Une mine d’opportunités mais sous menace
Sur ce marché concurrentiel dominé par l’Inde (25% des 2,2 millions de tonnes de production mondiale), le Bénin est un des principaux producteurs du continent africain avec 100.000 tonnes récoltées sur les deux dernières campagnes. Outre l’augmentation de la production locale, la transformation est le moyen pour permettre au pays de mieux profiter de la filière noix de cajou.

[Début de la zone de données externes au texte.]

PR #23, opened 2020-04-22
Add failing interface test

phated:
I'm adding a failing test for Interfaces resolvers being applied when an Object doesn't belong to it.

I just ran into this in my project and I believe this is the smaller version.

### DIFF
--- a/tests/interface.rs
+++ b/tests/interface.rs
@@ -161,3 +161,83 @@ pub async fn test_multiple_interfaces() {
         })
     );
 }
+
+#[async_std::test]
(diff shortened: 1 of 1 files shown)


sunli829:
I'm looking at the problem.

sunli829:
This bug is hard to find. Thanks for the test code.😁
Please upgrade to `v1.9.10`，I solved the problem.

phated:
Thank you so much! It seems to be working now. I appreciate the speed you are able to fix these!

PR #26, opened 2020-04-23
Add real-world example

phated:
@sunli829 again, thank you so much for being very responsive to my issues and requests! 🙇

I've finally pushed my changes that replace Juniper with async-graphql and I wanted to highlight a real-world example of using your library! If you don't think this should be in the README, feel free to close this PR.

Keep up the great work!


sunli829:
Thank you for your contribution to 'async-graphql'.😁

PR #27, opened 2020-04-24
Add bson::UtcDateTime support

IcanDivideBy0:
Simple support for [bson::UtcDateTime](https://docs.rs/bson/0.14.1/bson/struct.UtcDateTime.html) as scalar.


sunli829:
Thank you very much for you PR.

PR #46, opened 2020-05-03
Implement OutputValueType for FieldResult

IcanDivideBy0:
Hello,
While using async_graphql I've came across several usecase where it's useful to return a FieldResult as an output type:

1. ` -> Option<FieldResult<_>>`
1. ` -> Vec<FieldResult<_>>`
1. ` -> impl Stream<Item = FieldResult<_>>`

While the first two can be easily handled by swaping things around, the third one is a bit more tricky.

In the actual implementation, when a field fail, only the error is returned even if other fields resloved successfuly, so the first two usecase don't have much sense in this context.

When using subscriptions tho, many thing can occurs during the stream (database connection being lost for example) and right now I can't figure a way to send those errors to the client.

This PR is not really intended to be merged as is, I'd like to first discuss those usecases with you folks and get some feedback on what you think about it. Also while I tested this implementation, I've noticed the error path is lost in the response, so there's definilty more to do here.

### DIFF
--- a/src/error.rs
+++ b/src/error.rs
@@ -1,5 +1,7 @@
+use crate::{registry, ContextSelectionSet, OutputValueType, Type};
 use graphql_parser::query::{ParseError, Value};
 use graphql_parser::Pos;
+use std::borrow::Cow;
 use std::fmt::Debug;
 
 /// FieldError type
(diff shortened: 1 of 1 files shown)


sunli829:
I'm actually adding this feature, and I've already done some of it.😁
I thought FieldResult's implementation of OutputValueType was a good idea, but I ran into some problems with code generation at the time, and now I'll try the possibility again.

sunli829:
I made some initial attempts and this should be done quickly. 😁

sunli829:
I've completed this feature  in `1.10.4` version, and you mentioned that the third problem was solved in the previous release, so I only need to implement `Type` and `OutputType` for FieldResult to solve all the problems.

Thank you for your suggestions.😁

IcanDivideBy0:
TBH I'm really amazed by how fast you always respond on this project an the tremendous amount and quality of work you already produced!

PR #48, opened 2020-05-05
Add Cursor scalar

phated:
The [Relay spec](https://relay.dev/graphql/connections.htm#sec-Cursor) says that a Cursor can be "a custom scalar that serializes as a String, or a Non‐Null wrapper around a custom scalar that serializes as a String."

By using a custom scalar, we allow users to implement `Into<Cursor>` for their own types and it won't collide with `Into<String>` that might be implemented for another purpose.


sunli829:
Thank you.😄

PR #49, opened 2020-05-05
Export the new `Cursor` type

IcanDivideBy0:


phated:
Thanks for catching that!

PR #50, opened 2020-05-05
DataSource pagination

phated:
I was using this in my project to handle pagination, which was trying to follow the Relay spec for [pagination algorithm](https://relay.dev/graphql/connections.htm#sec-Pagination-algorithm) and I though it would be helpful to support in `DataSource`.

This adds a ton of complexity, so I'm happy to iterate on this if you want changes. I also believe the documentation could be improved, but I didn't want to commit a ton of effort if we need to change this.

Relies on #49 because I forgot to export the Cursor type.

### DIFF
--- a/src/types/connection/mod.rs
+++ b/src/types/connection/mod.rs
@@ -10,28 +10,97 @@ pub use connection_type::Connection;
 pub use cursor::Cursor;
 
 /// Connection query operation
-pub enum QueryOperation<'a> {
-    /// Forward query
-    Forward {
+pub enum QueryOperation {
+    /// Return all results
+    None,
+    /// Return all results after the cursor
+    After {
         /// After this cursor
-        after: Option<&'a str>,
-
-        /// How many records did this query return
-        limit: usize,
+        after: Cursor,
     },
-    /// Backward query
-    Backward {
+    /// Return all results before the cursor
+    Before {
         /// Before this cursor
-        before: Option<&'a str>,
-
-        /// How many records did this query return
+        before: Cursor,
+    },
+    /// Return all results between the cursors
+    Between {
+        /// After this cursor
+        after: Cursor,
+        /// But before this cursor
+        before: Cursor,
+    },
+    /// Return the amount of results specified by `limit`, starting from the beginning
+    First {
+        /// The maximum amount of results to return
         limit: usize,
     },
+    /// Return the amount of results specified by `limit`, starting after the cursor
+    FirstAfter {
+        /// The maximum amount of results to return
+        limit: usize,
+        /// After this cursor
+        after: Cursor,
+    },
+    /// Return the amount of results specified by `limit`, starting from the beginning but ending before the cursor
+    FirstBefore {
+        /// The maximum amount of results to return
+        limit: usize,
+        /// Before this cursor
+        before: Cursor,
+    },
+    /// Return the amount of results specified by `limit`, but between the cursors. Limit includes beginning results.
+    FirstBetween {
+        /// The maximum amount of results to return
+        limit: usize,
+        /// After this cursor
+        after: Cursor,
+        /// But before this cursor
+        before: Cursor,
+    },
+    /// Return the amount of results specified by `limit`, but before the end
+    Last {
+        /// The maximum amount of results to return
+        limit: usize,
+    },
+    /// Return the amount of results specified by `limit`, but before the end. Must not include anything before the cursor.
+    LastAfter {
+        /// The maximum amount of results to return
+        limit: usize,
+        /// After this cursor
+        after: Cursor,
+    },
+    /// Return the amount of results specified by `limit`, but before the cursor
+    LastBefore {
+        /// The maximum amount of results to return
+        limit: usize,
+        /// Before this cursor
+        before: Cursor,
+    },
+    /// Return the amount of results specified by `limit`, but between the cursors. Limit includes ending results.
+    LastBetween {
+        /// The maximum amount of results to return
+        limit: usize,
+        /// After this cursor
+        after: Cursor,
+        /// But before this cursor
+        before: Cursor,
+    },
+    /// An invalid query was made. For example: sending `first` and `last` in the same query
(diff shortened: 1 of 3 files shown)


IcanDivideBy0:
This is exactly the topic I was working on :D
I agree that some utility functions around Connection object would be nice!

phated:
I believe "slice" can be made much better and more efficient for scenarios where overfetching from the database is okay. I just wanted to get this proof of concept submitted so it's not hidden in my project.

IcanDivideBy0:
This is what I was about to go with:
```rust
use async_graphql::{Cursor, FieldError, FieldResult};
use std::convert::TryFrom;
use std::ops::Range;

#[async_graphql::InputObject]
pub struct ConnectionArgs {
    #[field]
    pub first: Option<i32>,
    #[field]
    pub after: Option<Cursor>,
    #[field]
    pub last: Option<i32>,
    #[field]
    pub before: Option<Cursor>,
}

impl ConnectionArgs {
    pub fn get_range<E, T>(&self, nodes: &[(Cursor, E, T)]) -> FieldResult<Range<usize>> {
        let first = self.first.map(usize::try_from).map(Result::ok).flatten();
        let last = self.last.map(usize::try_from).map(Result::ok).flatten();
        let len = nodes.len();

        match (self.after.as_ref(), self.before.as_ref()) {
            (Some(after), None) => {
                let start = nodes
                    .iter()
                    .position(|(cursor, _, _)| *cursor == *after)
                    .map(|i| i + 1)
                    .unwrap_or(0);
                let end = (start + first.unwrap_or(len)).min(nodes.len());

                Ok(start..end)
            }
            (None, Some(before)) => {
                let end = nodes
                    .iter()
                    .position(|(cursor, _, _)| *cursor == *before)
                    .unwrap_or(len);
                let start = end.saturating_sub(last.unwrap_or(len));

                Ok(start..end)
            }
            (None, None) => match (first, last) {
                (Some(first), None) => Ok(0..first.min(len)),
                (None, Some(last)) => Ok(len.saturating_sub(last)..len),
                (None, None) => Ok(0..len),

                (Some(_), Some(_)) => Err(FieldError::from(
                    "[ConnectionArgs] first and last are mutually exclusive.",
                )),
            },
            (Some(_), Some(_)) => Err(FieldError::from(
                "[ConnectionArgs] before and after are mutually exclusive.",
            )),
        }
    }
}
```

L’amande, qui ne représente que 22% de la noix, n’est pas le seul élément dont le pays peut tirer profit. Une dizaine d’entreprises locales, dans le nord et le centre du Bénin, utilisent les pommes de cajou, le pédoncule charnu, de couleur jaune à rouge, qui se trouve au-dessus des noix, pour les transformer en jus de fruits. Quant aux coques, elles sont utilisées dans les cimenteries. A en croire Roland Riboux, le nouveau produit dérivé, le baume de cajou remplace des produits chimiques et a de nombreux usages industriels : dans certaines peintures, des systèmes de freinage, dans l’aéronautique et même dans l’industrie pharmaceutique.
La chaîne de valeur de l’anacarde dans son ensemble offre ainsi une plate-forme pour l’autonomisation économique des femmes et l’emploi des jeunes. Les estimations de l’initiative du Cajou Compétitif, Com Cashew, un projet GIZ régional de partenariat public-privé en dit long. « Près de 400 000 emplois ont été créés au cours des 9 dernières années dans la production de noix de cajou, dont 40% étaient réservés aux femmes », peut-on retenir.

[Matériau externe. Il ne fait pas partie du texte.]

PR #53, opened 2020-05-07
Datasource context

phated:
I'd like to implement datasource for my structs, but my database connection pool is attached to the context. If we pass the context to `query_operation`, I should be able to implement this.

I also updated the book for Datasource based on my newer changes.

### DIFF
--- a/docs/zh-CN/src/cursor_connections.md
+++ b/docs/zh-CN/src/cursor_connections.md
@@ -22,25 +22,37 @@ impl DataSource for Integers {
     // 我们不需要扩展边的字段，所以传EmptyEdgeFields
     type EdgeFieldsObj = EmptyEdgeFields;
 
-    async fn query_operation(&self, operation: &QueryOperation<'_>) -> FieldResult<Connection<Self::Element, Self::EdgeFieldsObj>> {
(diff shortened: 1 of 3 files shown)


docs/zh-CN/src/cursor_connections.md
```diff
@@ -22,25 +22,37 @@ impl DataSource for Integers {
...
+            QueryOperation::LastBefore {before, limit} => {
                 // 结束数字，如果没有before参数，则为0
-                let end = before
-                    .and_then(|before| before.parse::<i32>().ok())
+                let end = before.parse::<i32>()
+                    .ok()
                     .unwrap_or(0);
                 (end - *limit, end)
             }
+            // TODO: Advise to handle all cases
```
phated, line 54: @sunli829 this needs to be translated to chinese.

phated:
@sunli829 should the book be deployed on Pull Request? I think that should only be Push to master.

sunli829:
Thank you.😁

sunli829:
> @sunli829 should the book be deployed on Pull Request? I think that should only be Push to master.

Let me change it. 😁

PR #1131, opened 2022-11-03
Include enum value descriptions in sdl 

w0rm:
Hello and thanks for the great package!

I noticed that the generated sdl did not contain descriptions of enum values. This PR should fix this.


sunli829:
Thanks!😄

PR #1132, opened 2022-11-05
Make multipart a feature, and tempfile an optional dep

alexanderkjeldaas:
tempfile needs to generate random file names, which brings in crypto dependencies.
This is not always a requirement in constrained environments like in a WASM-build.


sunli829:
Thanks a lot, since this is a breaking change, I will merge it in `v5.0`.

sunli829:
I added the `tempfile` feature in `v5.0.0-alpha1`, so this PR is no longer needed, but still thanks for your help. 🙂

PR #1141, opened 2022-11-10
Fix regression on `ComplexObject` descriptions

95ulisse:
Hello :wave: 

The latest changes on dynamic schema introduced a regression on the `ComplexObject` macro where having a description set on any field would cause the build to break due to the generated code missing a call to `ToString::to_string()`.


sunli829:
Thanks!😄

PR #1142, opened 2022-11-10
Keep object 'implements' order stable in SDL export

sandhose:
In a project, I have the generated schema commited in the repository to help seeing diffs in the generated schema.

Problem is, the SDL output is not stable: the interface list order in a type `implements` changes on each run, leading to diffs like that:

```diff
- type Foo implements CreationDate & Node {
+ type Foo implements Node & CreationDate {
```

This is because internally it uses a `HashSet`. This changes PR that to an `IndexSet` to keep the insertion order.


sunli829:
Thanks!😄

PR #1153, opened 2022-11-28
Add boolean dynamic ValueAccessor method

### LINKED ISSUE #1152: Dynamic ValueAccessor needs a bool method
## Description of the feature
https://github.com/async-graphql/async-graphql/blob/bc4dfb503f36ca5a3d244b0346afaf0268e13a26/src/dynamic/value_accessor.rs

Mais ce pan de la filière est dans de sales draps. Sur une production effective de l’ordre de 27 000 tonnes de noix de cajou brutes transformées annuellement (pour une capacité de 60.000 tonnes), les unités perdraient environ 2 milliards FCFA dans l’année (soit 88 425 FCFA par tonne). Des contre-performances qui ont récemment provoqué la fermeture des portes de la sectionCajou de l’entreprise Fludor Bénin après trois années d’investissement et de travaux. Le premier responsable de cette société, révèle avec désolation « nos autres activités s’en portent plutôt bien car ce sont elles qui couvraient les pertes de la transformation des noix de cajou ». Et pourtant, stimuler la production nationale de cajou et relever le défi de la transformation locale, étaient deux objectifs prioritaires du Programme d’actions du gouvernement (PAG), qui veut faire de cette noix le deuxième produit d’exportation du pays après le coton. Si l’on se réfère aux données estimées par le spécialiste N’Kalô, la production s’accroît plus vite que la transformation dans les pays de l’Afrique de l’ouest. Mais au Bénin, la situation est autre.